> [Your instructions]:
What you produce should be every line from the data that includes "instead".

> [Material provided]:
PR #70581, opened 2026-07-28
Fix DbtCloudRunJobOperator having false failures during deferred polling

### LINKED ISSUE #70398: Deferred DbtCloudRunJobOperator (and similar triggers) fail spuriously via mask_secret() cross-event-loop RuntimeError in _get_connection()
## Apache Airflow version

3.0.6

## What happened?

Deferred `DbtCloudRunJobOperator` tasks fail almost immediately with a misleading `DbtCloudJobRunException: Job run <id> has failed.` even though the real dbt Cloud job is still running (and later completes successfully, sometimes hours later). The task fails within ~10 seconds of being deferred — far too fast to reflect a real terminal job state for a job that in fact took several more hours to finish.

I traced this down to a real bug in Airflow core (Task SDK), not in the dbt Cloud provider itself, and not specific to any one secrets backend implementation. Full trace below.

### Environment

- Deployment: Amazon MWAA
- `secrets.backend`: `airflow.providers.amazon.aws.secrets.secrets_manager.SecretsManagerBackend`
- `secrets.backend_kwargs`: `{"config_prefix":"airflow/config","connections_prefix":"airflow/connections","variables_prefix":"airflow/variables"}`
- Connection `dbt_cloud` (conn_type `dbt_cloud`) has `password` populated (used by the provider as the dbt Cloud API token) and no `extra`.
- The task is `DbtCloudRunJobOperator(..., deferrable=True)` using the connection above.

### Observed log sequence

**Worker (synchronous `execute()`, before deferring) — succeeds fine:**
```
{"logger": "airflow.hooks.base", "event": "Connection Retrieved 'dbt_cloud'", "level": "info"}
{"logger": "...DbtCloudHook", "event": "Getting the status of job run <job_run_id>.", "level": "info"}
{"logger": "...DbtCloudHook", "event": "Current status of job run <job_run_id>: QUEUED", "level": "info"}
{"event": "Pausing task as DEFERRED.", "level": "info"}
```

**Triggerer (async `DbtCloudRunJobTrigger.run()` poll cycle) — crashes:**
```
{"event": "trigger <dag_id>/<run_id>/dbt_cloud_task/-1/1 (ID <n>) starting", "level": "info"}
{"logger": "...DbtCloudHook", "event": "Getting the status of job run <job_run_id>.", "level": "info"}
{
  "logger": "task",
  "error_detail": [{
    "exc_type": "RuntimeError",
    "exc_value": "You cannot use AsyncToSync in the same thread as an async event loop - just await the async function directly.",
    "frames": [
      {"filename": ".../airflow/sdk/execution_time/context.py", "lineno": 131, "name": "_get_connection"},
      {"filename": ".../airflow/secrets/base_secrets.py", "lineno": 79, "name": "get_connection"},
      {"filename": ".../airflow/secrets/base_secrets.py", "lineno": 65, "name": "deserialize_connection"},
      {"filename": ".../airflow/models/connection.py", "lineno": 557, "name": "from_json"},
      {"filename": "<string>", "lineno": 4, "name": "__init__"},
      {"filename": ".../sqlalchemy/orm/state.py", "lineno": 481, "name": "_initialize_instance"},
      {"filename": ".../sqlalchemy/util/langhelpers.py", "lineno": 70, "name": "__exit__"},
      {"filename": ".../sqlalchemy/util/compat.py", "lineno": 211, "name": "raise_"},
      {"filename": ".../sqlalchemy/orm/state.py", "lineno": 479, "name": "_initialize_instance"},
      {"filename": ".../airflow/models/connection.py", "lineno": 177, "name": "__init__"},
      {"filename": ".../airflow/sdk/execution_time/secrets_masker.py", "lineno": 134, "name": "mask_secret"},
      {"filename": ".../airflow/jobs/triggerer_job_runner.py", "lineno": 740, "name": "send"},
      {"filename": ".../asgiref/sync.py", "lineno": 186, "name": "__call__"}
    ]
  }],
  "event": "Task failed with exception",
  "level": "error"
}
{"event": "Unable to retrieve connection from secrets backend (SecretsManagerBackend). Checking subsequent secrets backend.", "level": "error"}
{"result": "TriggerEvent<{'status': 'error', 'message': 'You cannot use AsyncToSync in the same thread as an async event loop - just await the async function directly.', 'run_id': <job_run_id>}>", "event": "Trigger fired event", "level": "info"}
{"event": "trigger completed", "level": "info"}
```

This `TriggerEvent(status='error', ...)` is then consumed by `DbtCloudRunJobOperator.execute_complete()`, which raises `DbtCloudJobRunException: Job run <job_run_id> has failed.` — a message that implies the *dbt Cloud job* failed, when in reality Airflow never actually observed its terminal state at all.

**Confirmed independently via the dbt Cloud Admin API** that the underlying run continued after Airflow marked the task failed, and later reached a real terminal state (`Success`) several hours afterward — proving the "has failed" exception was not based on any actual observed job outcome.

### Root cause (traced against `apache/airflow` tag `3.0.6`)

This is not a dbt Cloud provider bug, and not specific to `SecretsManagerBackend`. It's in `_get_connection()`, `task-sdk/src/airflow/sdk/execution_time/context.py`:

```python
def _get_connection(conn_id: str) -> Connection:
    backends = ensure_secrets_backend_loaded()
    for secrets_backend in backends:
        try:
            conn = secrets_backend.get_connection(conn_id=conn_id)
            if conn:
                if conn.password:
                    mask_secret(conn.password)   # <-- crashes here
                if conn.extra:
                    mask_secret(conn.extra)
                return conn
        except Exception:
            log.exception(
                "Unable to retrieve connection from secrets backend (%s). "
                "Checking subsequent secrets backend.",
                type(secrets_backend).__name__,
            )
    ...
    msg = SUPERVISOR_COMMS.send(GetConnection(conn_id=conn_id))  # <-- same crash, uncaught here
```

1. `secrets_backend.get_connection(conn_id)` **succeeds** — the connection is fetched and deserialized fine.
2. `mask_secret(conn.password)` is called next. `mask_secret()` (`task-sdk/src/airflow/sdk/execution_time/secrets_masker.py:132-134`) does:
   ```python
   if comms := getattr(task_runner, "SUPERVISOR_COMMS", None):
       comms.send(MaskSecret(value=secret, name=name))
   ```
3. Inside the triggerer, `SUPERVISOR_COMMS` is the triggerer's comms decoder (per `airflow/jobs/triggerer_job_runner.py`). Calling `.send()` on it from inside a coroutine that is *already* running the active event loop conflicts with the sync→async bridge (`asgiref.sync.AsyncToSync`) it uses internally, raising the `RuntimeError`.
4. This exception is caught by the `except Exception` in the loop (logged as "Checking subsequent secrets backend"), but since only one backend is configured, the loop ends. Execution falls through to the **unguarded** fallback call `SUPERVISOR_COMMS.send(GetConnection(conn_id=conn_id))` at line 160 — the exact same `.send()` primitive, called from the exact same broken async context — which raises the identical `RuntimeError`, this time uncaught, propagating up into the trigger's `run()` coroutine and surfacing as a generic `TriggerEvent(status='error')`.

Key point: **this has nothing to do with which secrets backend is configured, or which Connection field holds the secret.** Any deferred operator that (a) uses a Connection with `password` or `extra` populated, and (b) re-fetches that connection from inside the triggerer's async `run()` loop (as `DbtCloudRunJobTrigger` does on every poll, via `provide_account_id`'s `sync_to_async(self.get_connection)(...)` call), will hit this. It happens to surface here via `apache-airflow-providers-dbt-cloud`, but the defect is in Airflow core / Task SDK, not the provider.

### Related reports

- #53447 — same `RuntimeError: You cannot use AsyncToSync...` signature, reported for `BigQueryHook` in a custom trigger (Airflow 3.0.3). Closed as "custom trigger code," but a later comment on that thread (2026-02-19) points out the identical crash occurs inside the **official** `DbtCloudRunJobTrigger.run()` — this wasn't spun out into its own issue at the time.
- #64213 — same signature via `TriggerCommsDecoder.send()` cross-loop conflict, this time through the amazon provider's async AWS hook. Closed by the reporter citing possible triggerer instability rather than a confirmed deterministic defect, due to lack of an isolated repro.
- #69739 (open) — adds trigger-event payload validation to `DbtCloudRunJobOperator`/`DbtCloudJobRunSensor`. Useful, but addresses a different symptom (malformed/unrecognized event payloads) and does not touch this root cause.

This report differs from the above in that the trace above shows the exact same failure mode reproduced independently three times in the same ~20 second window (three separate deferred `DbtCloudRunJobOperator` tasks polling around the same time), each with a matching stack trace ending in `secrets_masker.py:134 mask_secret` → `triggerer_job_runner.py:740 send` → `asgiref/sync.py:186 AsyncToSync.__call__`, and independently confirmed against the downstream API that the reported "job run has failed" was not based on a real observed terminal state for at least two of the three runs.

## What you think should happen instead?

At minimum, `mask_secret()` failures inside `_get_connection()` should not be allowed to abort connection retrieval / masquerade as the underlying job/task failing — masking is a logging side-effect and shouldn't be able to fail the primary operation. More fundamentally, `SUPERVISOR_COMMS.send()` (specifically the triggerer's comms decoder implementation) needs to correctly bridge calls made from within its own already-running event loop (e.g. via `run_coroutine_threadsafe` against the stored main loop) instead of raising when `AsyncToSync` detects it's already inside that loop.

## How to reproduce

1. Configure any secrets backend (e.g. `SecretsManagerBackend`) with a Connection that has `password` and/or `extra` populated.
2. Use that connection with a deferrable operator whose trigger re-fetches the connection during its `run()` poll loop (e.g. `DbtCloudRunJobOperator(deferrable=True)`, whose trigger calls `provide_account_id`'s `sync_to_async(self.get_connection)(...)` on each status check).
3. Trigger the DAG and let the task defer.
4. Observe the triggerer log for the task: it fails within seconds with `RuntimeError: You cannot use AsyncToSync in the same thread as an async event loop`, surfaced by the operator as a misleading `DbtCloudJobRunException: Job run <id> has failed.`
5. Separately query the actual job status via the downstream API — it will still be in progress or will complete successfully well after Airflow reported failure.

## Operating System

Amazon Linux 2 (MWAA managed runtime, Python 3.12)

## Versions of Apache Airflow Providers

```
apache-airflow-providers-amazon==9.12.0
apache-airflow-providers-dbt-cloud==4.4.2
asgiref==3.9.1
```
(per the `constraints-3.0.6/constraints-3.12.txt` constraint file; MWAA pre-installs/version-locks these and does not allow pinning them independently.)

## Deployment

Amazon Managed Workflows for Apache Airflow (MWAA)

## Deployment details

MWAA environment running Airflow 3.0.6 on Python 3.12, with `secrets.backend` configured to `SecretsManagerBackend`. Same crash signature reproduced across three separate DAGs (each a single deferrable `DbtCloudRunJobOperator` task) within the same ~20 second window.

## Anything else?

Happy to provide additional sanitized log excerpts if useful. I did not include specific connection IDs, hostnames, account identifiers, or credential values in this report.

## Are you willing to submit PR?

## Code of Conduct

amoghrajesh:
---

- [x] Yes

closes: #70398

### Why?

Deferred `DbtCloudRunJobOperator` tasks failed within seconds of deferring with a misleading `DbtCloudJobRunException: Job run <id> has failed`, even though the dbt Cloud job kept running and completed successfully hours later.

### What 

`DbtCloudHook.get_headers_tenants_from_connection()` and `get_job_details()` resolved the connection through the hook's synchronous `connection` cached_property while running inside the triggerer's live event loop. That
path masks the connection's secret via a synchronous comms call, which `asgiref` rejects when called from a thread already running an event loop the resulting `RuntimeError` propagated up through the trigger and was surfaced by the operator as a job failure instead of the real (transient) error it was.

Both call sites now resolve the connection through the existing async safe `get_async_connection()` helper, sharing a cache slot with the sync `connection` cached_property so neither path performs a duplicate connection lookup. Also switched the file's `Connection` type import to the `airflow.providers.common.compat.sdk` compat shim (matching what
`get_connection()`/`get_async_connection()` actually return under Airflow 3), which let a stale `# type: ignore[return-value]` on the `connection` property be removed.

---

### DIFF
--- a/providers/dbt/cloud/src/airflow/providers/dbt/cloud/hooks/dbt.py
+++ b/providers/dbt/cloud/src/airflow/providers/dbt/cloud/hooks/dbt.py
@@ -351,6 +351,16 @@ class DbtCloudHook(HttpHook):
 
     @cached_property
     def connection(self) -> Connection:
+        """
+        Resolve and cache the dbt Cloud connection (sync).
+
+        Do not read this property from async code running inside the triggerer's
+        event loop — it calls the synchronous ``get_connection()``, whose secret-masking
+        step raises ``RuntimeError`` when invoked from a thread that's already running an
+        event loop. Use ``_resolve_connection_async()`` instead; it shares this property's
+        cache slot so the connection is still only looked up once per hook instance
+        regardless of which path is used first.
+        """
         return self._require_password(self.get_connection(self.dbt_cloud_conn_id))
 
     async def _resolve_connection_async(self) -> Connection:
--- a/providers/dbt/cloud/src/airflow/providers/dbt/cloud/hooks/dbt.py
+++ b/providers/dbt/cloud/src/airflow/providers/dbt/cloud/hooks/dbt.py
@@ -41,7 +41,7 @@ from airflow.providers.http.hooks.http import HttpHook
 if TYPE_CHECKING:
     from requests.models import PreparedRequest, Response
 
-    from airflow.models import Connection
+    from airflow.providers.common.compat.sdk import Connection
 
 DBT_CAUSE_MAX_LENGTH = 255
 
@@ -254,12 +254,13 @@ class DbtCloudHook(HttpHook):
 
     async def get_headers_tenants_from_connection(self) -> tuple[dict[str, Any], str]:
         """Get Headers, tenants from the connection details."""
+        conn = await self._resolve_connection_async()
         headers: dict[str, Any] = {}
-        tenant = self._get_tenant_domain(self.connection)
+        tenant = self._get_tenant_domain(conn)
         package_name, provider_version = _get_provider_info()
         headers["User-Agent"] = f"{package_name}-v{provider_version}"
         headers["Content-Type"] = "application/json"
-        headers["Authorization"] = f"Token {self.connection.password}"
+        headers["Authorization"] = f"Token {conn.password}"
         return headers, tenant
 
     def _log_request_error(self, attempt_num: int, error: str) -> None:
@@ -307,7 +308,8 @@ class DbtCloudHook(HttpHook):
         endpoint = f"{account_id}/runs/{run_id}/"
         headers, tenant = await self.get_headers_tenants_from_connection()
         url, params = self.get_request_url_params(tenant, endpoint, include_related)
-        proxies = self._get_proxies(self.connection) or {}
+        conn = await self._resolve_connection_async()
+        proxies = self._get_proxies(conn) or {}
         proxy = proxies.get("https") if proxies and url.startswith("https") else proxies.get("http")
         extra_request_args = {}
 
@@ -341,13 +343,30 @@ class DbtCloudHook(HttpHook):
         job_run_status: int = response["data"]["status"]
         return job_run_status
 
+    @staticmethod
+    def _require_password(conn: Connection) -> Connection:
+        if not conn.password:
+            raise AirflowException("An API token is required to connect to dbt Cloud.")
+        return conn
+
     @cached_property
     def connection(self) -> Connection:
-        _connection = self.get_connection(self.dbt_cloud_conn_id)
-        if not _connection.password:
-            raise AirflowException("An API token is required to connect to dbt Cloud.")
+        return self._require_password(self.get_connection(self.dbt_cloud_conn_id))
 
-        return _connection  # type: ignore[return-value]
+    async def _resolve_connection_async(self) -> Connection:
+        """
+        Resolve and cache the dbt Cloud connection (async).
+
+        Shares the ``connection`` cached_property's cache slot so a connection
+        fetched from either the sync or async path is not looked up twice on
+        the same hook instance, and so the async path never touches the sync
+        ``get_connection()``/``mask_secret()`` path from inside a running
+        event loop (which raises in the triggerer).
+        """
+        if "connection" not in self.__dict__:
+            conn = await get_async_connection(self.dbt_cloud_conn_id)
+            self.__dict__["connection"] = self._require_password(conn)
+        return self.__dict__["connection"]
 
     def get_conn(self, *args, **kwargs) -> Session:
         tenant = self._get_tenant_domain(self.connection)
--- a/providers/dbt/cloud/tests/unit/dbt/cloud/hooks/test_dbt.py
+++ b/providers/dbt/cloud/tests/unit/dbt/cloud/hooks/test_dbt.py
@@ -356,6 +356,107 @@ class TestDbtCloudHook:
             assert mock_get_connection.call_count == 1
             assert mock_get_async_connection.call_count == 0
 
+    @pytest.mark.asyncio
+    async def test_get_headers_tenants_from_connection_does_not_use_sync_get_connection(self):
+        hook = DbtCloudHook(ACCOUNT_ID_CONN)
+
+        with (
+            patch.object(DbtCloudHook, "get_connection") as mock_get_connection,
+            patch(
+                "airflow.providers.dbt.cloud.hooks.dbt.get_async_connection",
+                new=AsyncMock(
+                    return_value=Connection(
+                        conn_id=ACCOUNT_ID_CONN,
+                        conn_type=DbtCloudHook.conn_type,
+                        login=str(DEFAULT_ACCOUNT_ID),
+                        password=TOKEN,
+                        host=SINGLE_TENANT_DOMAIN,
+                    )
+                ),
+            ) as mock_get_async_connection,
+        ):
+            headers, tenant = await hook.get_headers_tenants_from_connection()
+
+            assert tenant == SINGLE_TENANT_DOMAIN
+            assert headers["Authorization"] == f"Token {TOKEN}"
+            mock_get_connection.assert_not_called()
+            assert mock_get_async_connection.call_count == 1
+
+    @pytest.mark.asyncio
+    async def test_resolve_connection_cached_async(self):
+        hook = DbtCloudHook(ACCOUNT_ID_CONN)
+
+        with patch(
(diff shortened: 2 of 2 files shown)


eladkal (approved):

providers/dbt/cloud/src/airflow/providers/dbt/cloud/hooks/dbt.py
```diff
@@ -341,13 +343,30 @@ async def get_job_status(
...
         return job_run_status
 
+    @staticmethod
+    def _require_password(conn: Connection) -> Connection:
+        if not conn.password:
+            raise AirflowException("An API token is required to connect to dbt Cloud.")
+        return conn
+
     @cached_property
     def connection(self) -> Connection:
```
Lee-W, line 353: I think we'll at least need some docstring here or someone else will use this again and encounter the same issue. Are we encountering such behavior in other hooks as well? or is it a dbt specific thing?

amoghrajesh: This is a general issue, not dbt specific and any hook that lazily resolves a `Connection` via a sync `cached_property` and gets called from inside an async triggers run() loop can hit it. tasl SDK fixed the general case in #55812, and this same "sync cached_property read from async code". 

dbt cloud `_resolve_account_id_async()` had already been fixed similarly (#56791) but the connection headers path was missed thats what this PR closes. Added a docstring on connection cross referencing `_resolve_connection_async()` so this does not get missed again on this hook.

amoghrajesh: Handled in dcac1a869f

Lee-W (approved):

> [Output of the exercise]:
## What you think should happen instead?
At minimum, `mask_secret()` failures inside `_get_connection()` should not be allowed to abort connection retrieval / masquerade as the underlying job/task failing — masking is a logging side-effect and shouldn't be able to fail the primary operation. More fundamentally, `SUPERVISOR_COMMS.send()` (specifically the triggerer's comms decoder implementation) needs to correctly bridge calls made from within its own already-running event loop (e.g. via `run_coroutine_threadsafe` against the stored main loop) instead of raising when `AsyncToSync` detects it's already inside that loop.
path masks the connection's secret via a synchronous comms call, which `asgiref` rejects when called from a thread already running an event loop the resulting `RuntimeError` propagated up through the trigger and was surfaced by the operator as a job failure instead of the real (transient) error it was.
+        event loop. Use ``_resolve_connection_async()`` instead; it shares this property's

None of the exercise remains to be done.